Comparison with Linear Baselines
A standard benchmark is bilinear interpolation of the coarse-resolution temperature field:
from scipy.ndimage import zoom
def bilinear_baseline(
dataset: ClimateDownscalingDataset,
) -> float:
"""Compute MAE of bilinear interpolation baseline.
Simply upscales the coarse temperature channel (channel 0)
to fine resolution using bilinear interpolation.
Args:
dataset: Climate downscaling dataset.
Returns:
Mean absolute error of bilinear interpolation.
"""
errors = []
for i in range(len(dataset)):
coarse, fine = dataset[i]
# Upscale coarse temperature (channel 0) to fine resolution
coarse_temp = coarse[0].numpy()
upscaled = zoom(coarse_temp, 4, order=1) # Bilinear
# De-normalize for comparison
pred = upscaled
target = fine[0].numpy()
errors.append(np.abs(pred - target).mean())
return np.mean(errors)
baseline_mae = bilinear_baseline(dataset)

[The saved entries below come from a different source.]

PR #1566, opened 2023-10-20
Fix Homepage Posts Block to support primary category theme mod setting

ronchambers:
Fixed Homepage Posts Block to adhere to the existing Customizer Theme Mod boolean 'post_primary_category'. This customizer boolean is used by the Newspack Theme to show either the WPSEO/Yoast primary category or all categories in archive and post templates.

Now that this same boolean is checked in the Homepage Posts Block, the block output will better match the theme category output.

Newspack Theme > Customizer > Template Settings > Post Settings:

image

Homepage Posts Block will now check this setting.

This pull request essentially copies 2 lines of code from Newspack Theme (condensed into 1): [get_theme_mod](https://github.com/Automattic/newspack-theme/blob/89df5c7d446698b314ba9493e64d1eab7af045fa/newspack-theme/inc/template-tags.php#L233) and [if check](https://github.com/Automattic/newspack-theme/blob/89df5c7d446698b314ba9493e64d1eab7af045fa/newspack-theme/inc/template-tags.php#L236)

### DIFF
--- a/includes/class-newspack-blocks-api.php
+++ b/includes/class-newspack-blocks-api.php
@@ -140,7 +140,7 @@ class Newspack_Blocks_API {
 		$category = false;
 
 		// Use Yoast primary category if set.
-		if ( class_exists( 'WPSEO_Primary_Term' ) ) {
+		if ( class_exists( 'WPSEO_Primary_Term' ) && get_theme_mod( 'post_primary_category', true ) ) {
 			$primary_term = new WPSEO_Primary_Term( 'category', $object['id'] );
 			$category_id  = $primary_term->get_primary_term();
 			if ( $category_id ) {
--- a/src/blocks/homepage-articles/view.php
+++ b/src/blocks/homepage-articles/view.php
@@ -345,7 +345,7 @@ function newspack_blocks_format_byline( $author_info ) {
 function newspack_blocks_format_categories( $post_id ) {
 	$category = false;
 	// Use Yoast primary category if set.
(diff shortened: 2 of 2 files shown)


adekbadek (commented):
I'm not sure about this change. The theme mod is for displaying Yoast's primary category on in **single post view**, extending this to the HP block seems like a stretch. IMO it makes more sense to make it a block attribute.  

I'll defer to @laurelfulford with the decision, though.

laurelfulford:
Thanks for the ping on this, @adekbadek, and for submitting this change, @ronchambers! 

I agree that it should be an option in the block -- on top of what @adekbadek said, if we use an existing control it means this change would affect all sites using that control without their say. A block-based control will also work with other themes.

I did a little testing; right now, it still only shows one category because [that's the non-Yoast fallback behaviour in the block](https://github.com/Automattic/newspack-blocks/pull/1566/files#diff-08ca22a99213615eda27f7d1733026453974879ed9799ae54b3e0a9833e84f10R358). When Yoast is disabled, only the first category in the array (literally the first category checked when building the post) is shown instead.

When Yoast is active, it looks like the Primary Category is made the first one in the array (TIL!). It kind of makes sense (the primary category should be first), but it means the blocks still show the same single category. Instead of using the existing fallback, I think we'll need a third if/else option to loop through all of them.

Just let me know if you have any questions at all about the above!

adekbadek:
Closing for now.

print(f"Bilinear interpolation MAE: {baseline_mae:.4f}")
print(f"CNN MAE (final validation): {history['val_loss'][-1]:.4f}")

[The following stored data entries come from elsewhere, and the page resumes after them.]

PR #1561, opened 2023-10-18
Modal checkout – post-checkout newsletter signup

adekbadek:
### All Submissions:

* [x] Have you followed the [Newspack Contributing guideline](https://github.com/Automattic/newspack-plugin/blob/master/.github/CONTRIBUTING.md)?
* [x] Does your code follow the [WordPress' coding standards](https://make.wordpress.org/core/handbook/best-practices/coding-standards/) and [VIP Go coding standards](https://vip.wordpress.com/documentation/vip-go/code-review-blockers-warnings-notices/)?
* [x] Have you checked to ensure there aren't other open [Pull Requests](../../pulls) for the same update/change?

### Changes proposed in this Pull Request:

Adds post-checkout newsletter signup options:

image

image

### How to test the changes in this Pull Request:

1. Switch `newspack-plugin` to branch from https://github.com/Automattic/newspack-plugin/pull/2707
1. Switch `newspack-theme` to branch from https://github.com/Automattic/newspack-theme/pull/2188 
1. Ensure that the Newsletters provider is configured and some lists are active in Engagement wizard -> Newsletters
1. With "Newspack" set as the Reader Revenue platform, make a donation using the checkout modal
3. Observe that after the checkout is successful, the chosen newsletter lists are presented
4. Select some of them and click "Continue", observe a success message
5. Verify that the email used has been added to the list(s)
6. Set a `NEWSPACK_DISABLE_POST_CHECKOUT_NEWSLETTER_SIGNUP` environment variable to `true` and observe that now the signup lists are not displayed after the checkout 

### Other information:

* [x] Have you added an explanation of what your changes do and why you'd like us to include them?
* [ ] Have you written new tests for your changes, as applicable?
* [x] Have you successfully ran tests with your changes locally?

PR #1571, opened 2023-10-24
Changes to button-after-success feature 

adekbadek:
### All Submissions:

1. Implements the post-checkout button (https://github.com/Automattic/newspack-blocks/pull/1521) for the Donate block. 
2. Changes how the post-checkout button works:
    1. It will be displayed at all times, instead of optionally
    2. By default, the post-checkout button will say "Continue browsing" and close the checkout modal on clicking
    3. Two other options are, as before, to go to previous page (the `referrer`) or go to custom URL

1. Switch `newspack-plugin` to `feat/donate-post-checkout-button` (https://github.com/Automattic/newspack-plugin/pull/2719)
4. Add a Donate block to a page, configure it to display a button in the "After Purchase" sidebar settings panel
5. Complete a transaction, observe the button is displayed (as in https://github.com/Automattic/newspack-blocks/pull/1521/)
6. Test the post-checkout button flow in various configurations:
    1. With and without the newsletters (`NEWSPACK_ENABLE_POST_CHECKOUT_NEWSLETTER_SIGNUP`, see https://github.com/Automattic/newspack-blocks/pull/1561)
    2. Initiated from a Checkout Button block
    3. Initiated from a Checkout Button block, with a variable product

### Other information:

### DIFF
--- a/includes/class-modal-checkout.php
+++ b/includes/class-modal-checkout.php
@@ -729,18 +729,22 @@ final class Modal_Checkout {
 		}
 		$signup_data = self::get_newsletter_signup_data();
 		if ( false !== $signup_data ) {
-			$result = \Newspack_Newsletters_Subscription::add_contact(
-				[
-					'email'    => $signup_data['email'],
-					'metadata' => [
-						'current_page_url'                => home_url( add_query_arg( array(), \wp_get_referer() ) ),
-						'newsletters_subscription_method' => 'post-checkout',
+			if ( empty( $signup_data['lists'] ) ) {
+				return new \WP_Error( 'no-lists', __( 'No lists selected.', 'newspack-blocks' ) );
+			} else {
+				$result = \Newspack_Newsletters_Subscription::add_contact(
+					[
+						'email'    => $signup_data['email'],
+						'metadata' => [
+							'current_page_url' => home_url( add_query_arg( array(), \wp_get_referer() ) ),
+							'newsletters_subscription_method' => 'post-checkout',
+						],
 					],
-				],
-				$signup_data['lists']
-			);
-			if ( \is_wp_error( $result ) ) {
-				return $result;
+					$signup_data['lists']
+				);
+				if ( \is_wp_error( $result ) ) {
+					return $result;
+				}
 			}
 			return true;
 		}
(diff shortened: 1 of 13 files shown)


includes/class-modal-checkout.php
```diff
@@ -562,28 +585,43 @@ public static function order_review_fragments( $fragments ) {
...
-			empty( $_REQUEST['after_success_behavior'] ) ||
-			empty( $_REQUEST['after_success_url'] )
-		) {
+		if ( empty( $_REQUEST['modal_checkout'] ) ) {
 			return;
 		}
 
-		$button_label = ! empty( $_REQUEST['after_success_button_label'] ) ? sanitize_text_field( wp_unslash( $_REQUEST['after_success_button_label'] ) ) : __( 'Continue browsing', 'newspack-blocks' );
+		$button_label = ! empty( $_REQUEST['after_success_button_label'] ) ? sanitize_text_field( urldecode( wp_unslash( $_REQUEST['after_success_button_label'] ) ) ) : __( 'Continue browsing', 'newspack-blocks' ); // phpcs:ignore WordPress.Security.ValidatedSanitizedInput.InputNotSanitized
+		$url          = ! empty( $_REQUEST['after_success_url'] ) ? sanitize_text_field( urldecode( wp_unslash( $_REQUEST['after_success_url'] ) ) ) : ''; // phpcs:ignore WordPress.Security.ValidatedSanitizedInput.InputNotSanitized
```
dkoo, line 614: Nit: should this be `esc_url`?

```suggestion
		$url          = ! empty( $_REQUEST['after_success_url'] ) ? esc_url( urldecode( wp_unslash( $_REQUEST['after_success_url'] ) ) ) : ''; // phpcs:ignore WordPress.Security.ValidatedSanitizedInput.InputNotSanitized
```

dkoo (changes requested):
Almost there, but I ran into an instance where the after-checkout modal is blank after clicking "Continue":

Screenshot 2023-10-26 at 4 41 35 AM

To replicate, create a Checkout Button block pointing to a simple non-subscription product, complete the purchase, and then deselect all newsletter options before clicking "Continue". The final screen will be blank as above if not opting into any newsletter option.

includes/class-modal-checkout.php
adekbadek: Actually escaping is done in the output code a few lines below, so that's redundant. Changed in a19bd5a265c41e1aa17e801e0bace8e228281a86

adekbadek:
> The final screen will be blank as above if not opting into any newsletter option.

Thanks for catching that! Ideally the newsletter signup form should be validated (`required` field), but there's no pure HTML solution for this, so this will need a bit of JS. In the interest of time I'll tackle that in a separate PR.

dkoo:
> Ideally the newsletter signup form should be validated (required field)

I don't agree, if I'm understanding you correctly. Readers should be able to continue without selecting any newsletter options, right?

dkoo (changes requested):
If no lists are selected, we now show a simple error message:

Screenshot 2023-10-27 at 5 10 22 AM

Instead, I think we should show the usual success message. We cannot require readers to opt into newsletters in this scenario, and must provide a way for them to proceed without opt-in.

adekbadek:
Done in d94d8ebd33db9bbdc2ae578207ffe39fe904a5d4. If no lists were selected "Signup successfull!" heading will be omitted.

dkoo (approved):
This works for me, for now! Thanks for the latest updates.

The CNN substantially outperforms bilinear interpolation because it learns the nonlinear relationships between multiple climate variables and fine-resolution temperature — particularly the topographic lapse rate effect that cannot be captured by simple spatial interpolation of a single variable.
Lessons for Practice
-
Sub-pixel convolution avoids artifacts. Transposed convolutions introduce checkerboard patterns in the output because of uneven overlap. Sub-pixel convolution (PixelShuffle) rearranges channels into spatial resolution, producing each output pixel exactly once.
-
L1 loss preserves spatial sharpness. L2 (MSE) loss penalizes large errors quadratically, which encourages the model to predict smooth, blurred fields (the mean of possible outcomes). L1 loss penalizes errors linearly, producing sharper spatial gradients and more realistic local detail.
-
Global residual connections matter for upsampling. The global skip from encoder input to encoder output ensures that the large-scale temperature pattern passes through even if the residual blocks focus on refining details.
-
Domain knowledge as architecture. The 6-channel input (temperature, pressure, humidity, wind, cloud cover) is not arbitrary — these are the variables that physical models identify as relevant for surface temperature. Encoding this domain knowledge in the channel structure is a form of feature engineering that complements the CNN's learned feature extraction.